■ TASK ITEM
Sort through the entries below and pull out lines containing the word "this".
START SUPPLIED DATA
Issue #840, opened 2025-06-25
Adding Best Practices for Logging to Server Development Documentation


izzymsft:
I am working on adding documentation for how to log properly without interfering with the functionality of the server. For beginners, some server developers log error messages and other debug logs to stdout or stderr and this sometimes interferes with the MCP clients particularly those using STDIO.

I am thinking of multiple locations to add this to the docs but I wanted to get your recommendation for the best location for it.

### Possible Location for Doc Update
- docs/specification/2025-06-18/server/*
- docs/quickstart/server.mdx

When you have a moment please let me know your thoughts to that I can send in the PR. Thanks.

dsp-ant:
END SUPPLIED DATA
■ RESPONSE BELOW
I am working on adding documentation for how to log properly without interfering with the functionality of the server. For beginners, some server developers log error messages and other debug logs to stdout or stderr and this sometimes interferes with the MCP clients particularly those using STDIO.
I am thinking of multiple locations to add this to the docs but I wanted to get your recommendation for the best location for it.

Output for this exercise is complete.